India is beginning to diverge from many other major global central banks, which now see price pressures as more entrenched and in need of action. Just hours after the RBI decision, the U.S. reported consumer prices at a four-decade high in January, building a case for multiple rate hikes by the Federal Reserve this year.
Read: Goldman Sachs Now Predicts Fed to Hike Seven Times in 2022
After the decision Thursday, Governor Shaktikanta Das and his colleagues said the nature of inflation in India was different from the experience of the U.S. and other advanced economies. The central bank had also taken into account various scenarios for oil prices, which have been surging, and that making correct projections were a matter of credibility for the central bank, Das said.

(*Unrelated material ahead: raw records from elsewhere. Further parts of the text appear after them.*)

PR #20782, opened 2024-10-22
Fixes Ember keyword shadowing

wycats:
This commit consistently fixes the interaction between keywords and lexical variables (JS or Handlebars) to match the specified behavior: keywords are **always** superseded by in-scope lexical variables.

Ember keywords are implemented as AST transformations, and there were two sources of bugs that made implementation of these keywords inconsistent with the specified behavior:

1. In some cases, AST transforms applied to situations where the keyword in question was shadowed by a Handlebars block param. This means that the variable would be silently overridden by the AST transform.
2. In all cases, AST transforms applied when the keyword was shadowed by a lexical variable (i.e. in-scope JS variable) of the same name. This isn't supposed to happen, as lexical JS variables are supposed to have the same rules as variables bound via JS block params.

This commit has tests for many of these cases. Some additional tests are forthcoming, mostly in cases where the transform in question wasn't tested at all before this change.

### DIFF
--- a/packages/@ember/-internals/glimmer/tests/integration/helpers/array-test.js
+++ b/packages/@ember/-internals/glimmer/tests/integration/helpers/array-test.js
@@ -1,4 +1,10 @@
-import { RenderingTestCase, moduleFor, strip, runTask } from 'internal-test-helpers';
+import {
+  RenderingTestCase,
+  defineComponent,
+  moduleFor,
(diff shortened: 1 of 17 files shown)


NullVoxPopuli (approved):
lgtm :shipit:

ef4 (approved):

PR #20785, opened 2024-10-29
releasing @glimmer/component 2.0.0

ef4:
I tested beta.22
 - in typescript
 - in a classic app
 - in a stable embroider (webpack) app
 - in a main embroider (vite) app

 So this is ready to go.


ef4:
Published and tagged.

PR #20792, opened 2024-11-12
[BUGFIX release] importing ember-source/types no longer works (it should)

### LINKED ISSUE #20789: In 6.1-alpha, importing `ember-source/types` doesn't work, but the types: [] method does
idk if this is just how TS is changing, but in one PR: https://github.com/NullVoxPopuli/limber/pull/1864

I noticed that all of the `import 'ember-source/types'` lines no longer define the types of the ember-source modules.

Now, I know the blueprint, and other ecosystems have been preferring types (in tsconfig.json#compilerOptions#types):
```
"types": ["./node_modules/ember-source/types/stable"]
```

it's just a bit lengthy as this doesn't respect package.json#exports.

It is suspicious that changing the ember version caused the difference in behavior.

NullVoxPopuli:
Resolves: https://github.com/emberjs/ember.js/issues/20789

Which allows folks to use:
```ts
import 'ember-source/types';
```
in some ts file.

or

```ts
types: ['ember-source/types']
```
in tsconfig.json

Tested locally:
image
image

And one additional error state (which is reality before this PR)
image

### DIFF
--- a/package.json
+++ b/package.json
@@ -7,6 +7,9 @@
   ],
   "exports": {
     "./*": "./dist/packages/*",
+    "./types": {
+      "types": "./types/stable/index.d.ts"
+    },
     "./dist/ember-template-compiler.js": "./dist/ember-template-compiler.js",
     "./package.json": "./package.json"
   },


kategengler:
You tagged this `release` -- does it affect 6.0 or only 6.1?

NullVoxPopuli:
It does affect 6.0, yes

ef4 (approved):

PR #20796, opened 2024-11-15
Fix changelog for `@glimmer/component` v2 (supported version)

### LINKED ISSUE #20790: `@glimmer/component` v2 is not working for ember < 4.10
### 🐞 Describe the Bug
While whitelisting `@glimmmer/component` v2 in ember-basic-dropdown we have discoverd that isn't working in ember <= 4.8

What Bloomberg Economics Says...
The “decision to keep the reverse repo rate steady runs against the grain of its recent moves to get a handle on excess liquidity, a latent source of inflationary pressure. This delays the policy normalization process and puts the central bank’s inflation-fighting credentials at risk.”

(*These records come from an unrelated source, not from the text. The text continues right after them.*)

PR #20800, opened 2024-11-22
[FEATURE] Allow components in routes

ef4:
Second attempt at #20768

* Refactor to make component the primary path, normalizes templates into a custom component with `{{this}}` set to controller
* Keep the core `{{outlet}}` responsibilities separate from what goes into the outlet
* Ensures proper debug render tree output – `route-template` node only appears when a template (the custom component) is used
* Ensures this works with test-helpers & others that
* It doesn't differentiate between components and templates once normalized so `@controller` and `@model` is passed to both

TODO:

* Feature flag
* Test and integrate this in @ember/test-helpers + smoke test
* Inlined some TODO comments to investigate/simplify things

### DIFF
--- a/.eslintrc.js
+++ b/.eslintrc.js
@@ -26,6 +26,12 @@ module.exports = {
 
     'disable-features/disable-async-await': 'error',
     'disable-features/disable-generator-functions': 'error',
+    'import/no-unresolved': [
+      'error',
+      {
+        ignore: ['@ember/template-compiler'],
+      },
+    ],
   },
 
   settings: {
--- a/packages/@ember/-internals/glimmer/lib/component-managers/outlet.ts
+++ b/packages/@ember/-internals/glimmer/lib/component-managers/outlet.ts
@@ -1,25 +1,23 @@
 import type { InternalOwner } from '@ember/-internals/owner';
+import type { Nullable } from '@ember/-internals/utility-types';
 import { assert } from '@ember/debug';
 import EngineInstance from '@ember/engine/instance';
 import { _instrumentStart } from '@ember/instrumentation';
+import { precompileTemplate } from '@ember/template-compilation';
 import type {
-  CapturedArguments,
   CompilableProgram,
   ComponentDefinition,
-  CapabilityMask,
   CustomRenderNode,
   Destroyable,
   Environment,
   InternalComponentCapabilities,
-  Template,
   VMArguments,
   WithCreateInstance,
   WithCustomDebugRenderTree,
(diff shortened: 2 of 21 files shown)


ef4:
(This was reworked by @chancancode, I just opened the PR.)

ef4:
@chancancode what is the detail on the todo item "integrate this in @ember/test-helpers + smoke test"?

The PR does contain an end-to-end smoke test already, and I don't know what would need to change in `@ember/test-helpers` related to this.

chancancode:
The render test helpers (and perhaps other consumers) reach through private
APIs to directly set outlet state on the “root outlet view” without going
through routing.

TODO Now:

Part of the improvement here is to ensure that code path also works with
components by moving the normalization code out of routing into rendering.
Should have a test to ensure it works.

Can be later:

Said test helpers were updated to support components and does that using
the backwards wrapping into a template trip. With this they should (with
the appropriate version guards, but they already have infra for that) be
able to stop doing that and just pass a component in renderState.template.
I think that would be a good improvement and have few moving parts and
artifacts (avoid additional tracking frames in error messages etc).

 If we update the implementation in test helpers, in this repo there is a
specific test files that is supposed to mimic what they are doing to ensure
we don’t accidentally break test helpers. So that should be done together.
Of course could also just move that into this monorepo etc.

chancancode:
Not _quite_, I think we do have tests that tries to roughly cover that already, and indeed I don't think anything I changed would have broken that: https://github.com/emberjs/ember.js/blob/main/packages/ember/tests/ember-test-helpers-test.js

What I am saying was that, one key change I made here over the original PR was that I moved the normalization logic outside of the routing layer (when we resolve the route templates) and pushed it into the rendering layer (where we _render_ the outlet).

One reason that is an improvement is because ("things like") ember-test-helpers may [bypasses the routing code and set the outlet state directly](https://github.com/emberjs/ember-test-helpers/blob/master/addon/src/setup-rendering-context.ts#L158-L189). So the refactor I did ensures that would also work.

-- Abhishek Gupta, India economist
The RBI has admitted in the past that its inflation projection model could go wrong, and that there is scope for improvement. Last year, the monetary authority said it has revised its inflation-forecasting model to better capture how fiscal and monetary policy interact with real-economy elements. The adjustments incorporate fiscal-monetary dynamics, India’s unique and often chaotic fuel pricing regime, and exchange-rate fluctuations and their impact on balance of payments, it said.
The central bank sees retail inflation at 4.5% level next fiscal year, lower than the 5% consensus estimate in a Bloomberg survey. It’s outlook for the second half is jarringly lower with the fiscal third quarter and fourth quarter estimates at 4% and 4.2%, respectively, against 5% and 4.9% seen in the survey with the central bank hoping easing food prices will help check price pressures.
“We expect these benign inflation projections to be revised higher at subsequent meetings, as input price pressures are yet to be passed on to the economy,” Standard Chartered Plc economists including Anubhuti Sahay wrote in a note. “Unless commodity prices correct significantly from here, achieving the FY23 inflation target of 4.5% will be challenging.”
The RBI surprised the markets Thursday by keeping the reverse repo rate unchanged, belying widespread expectations of a hike to signal progress toward policy normalization. Bonds rose after the move, while the rupee fell, on concerns the central bank was falling behind its peers.
“We found the MPC statements and the comments from the RBI governor to be needlessly dovish,” said Arvind Chari, chief investment officer at Quantum Advisors Pvt. “The bond markets have already priced in a move away from accommodative policy in the months to come.”
While bond markets have cheered the unexpected dovish policy, Citigroup said that it was not without risks.
“With RBI MPC sticking to its dovish stance, risks are mounting for assessment that policy is falling behind the curve,” Citigroup economists including Samiran Chakraborty wrote in a note. “While the short tenor rates will likely struggle to recover from overwhelming RBI dovishness, long tenor rates are likely to price in fear of larger quantum of cumulative hikes, the longer is the delay to get on with it.”